*PROBLEM DETAILS*
Read through the material below and copy each line in which the word "tags" occurs.
━━━━━━━━
PR #13589, opened 2025-11-19
fix: remove html from plain text mail templates

### LINKED ISSUE #5787: E-Mail plain text template fixtures contain HTML character
Some Shopware plain text mail templates contain HTML tags. Also it's strangely indented due to the loop.

https://github.com/shopware/shopware/blob/619f62c6b2f2590aef73479ed2c9a68b7eb29945/src/Core/Migration/Fixtures/mails/order_confirmation_mail/en-plain.html.twig#L32-L33

https://github.com/shopware/shopware/blob/619f62c6b2f2590aef73479ed2c9a68b7eb29945/src/Core/Migration/Fixtures/mails/order_confirmation_mail/de-plain.html.twig#L32-L33

Image

It's easily fixable by doing:
```diff
- {% for shippingCost in order.deliveries %}
+ {% for shippingCost in order.deliveries -%}
-    Shipping costs: {{ shippingCost.shippingCosts.totalPrice|currency(currencyIsoCode) }}<br>
+    Shipping costs: {{ shippingCost.shippingCosts.totalPrice|currency(currencyIsoCode) }}
```

There are some more plain text templates containing HTML tags:
https://github.com/search?q=repo%3Ashopware%2Fshopware+path%3A%2F%5Esrc%5C%2FCore%5C%2FMigration%5C%2FFixtures%5C%2Fmails%5C%2F.%2B-plain.html.twig%2F+%3C&type=code

Maybe you also want to rename `*-plain.html.twig` files to `*.txt.twig`, so it complies with the Symfony documentation.
https://symfony.com/doc/current/mailer.html#text-content
Related to .txt.twig, but not as important for Shopware as the templates are loaded from the database: https://github.com/symfony/symfony/issues/54203#issuecomment-2340774517

DennisGarding:
HTML cannot be in plain text mail templates

Remove HTML from plain-text mail templates

Closes: #5787

### DIFF
--- a/src/Core/Migration/V6_7/Migration1763544592UpdateGroupRegistrationMailTemplates.php
+++ b/src/Core/Migration/V6_7/Migration1763544592UpdateGroupRegistrationMailTemplates.php
@@ -27,22 +27,18 @@ class Migration1763544592UpdateGroupRegistrationMailTemplates extends MigrationS
     {
         $filesystem = new Filesystem();
 
-        $update = new MailUpdate(
-            MailTemplateTypes::MAILTYPE_CUSTOMER_GROUP_REGISTRATION_ACCEPTED,
-            $filesystem->readFile(__DIR__ . '/../Fixtures/mails/customer.group.registration.accepted/en-plain.html.twig'),
-            $filesystem->readFile(__DIR__ . '/../Fixtures/mails/customer.group.registration.accepted/en-html.html.twig'),
-            $filesystem->readFile(__DIR__ . '/../Fixtures/mails/customer.group.registration.accepted/de-plain.html.twig'),
-            $filesystem->readFile(__DIR__ . '/../Fixtures/mails/customer.group.registration.accepted/de-html.html.twig')
-        );
-        $this->updateMail($update, $connection);
+        $acceptedUpdate = new MailUpdate(MailTemplateTypes::MAILTYPE_CUSTOMER_GROUP_REGISTRATION_ACCEPTED);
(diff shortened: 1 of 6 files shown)


larskemper (approved):

src/Core/Migration/V6_7/Migration1763544592UpdateGroupRegistrationMailTemplates.php
```diff
@@ -0,0 +1,48 @@
...
+        return 1763544592;
+    }
+
+    public function update(Connection $connection): void
+    {
+        $filesystem = new Filesystem();
+
+        $update = new MailUpdate(
+            MailTemplateTypes::MAILTYPE_CUSTOMER_GROUP_REGISTRATION_ACCEPTED,
+            $filesystem->readFile(__DIR__ . '/../Fixtures/mails/customer.group.registration.accepted/en-plain.html.twig'),
```
ennasus4sun: better use the setter methods like here to avoid mixing languages or plain/HTML by accident:
https://github.com/shopware/shopware/blob/trunk/src/Core/Migration/V6_7/Migration1754892246FixWordingMistakeInEmailTemplates.php#L58-L62
Reviewers can also check that more easily 🫶

DennisGarding: i always miss that! :sweat_smile:

ennasus4sun (approved):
━━━━━━━━
*TASK RESPONSE*
Some Shopware plain text mail templates contain HTML tags. Also it's strangely indented due to the loop.
There are some more plain text templates containing HTML tags:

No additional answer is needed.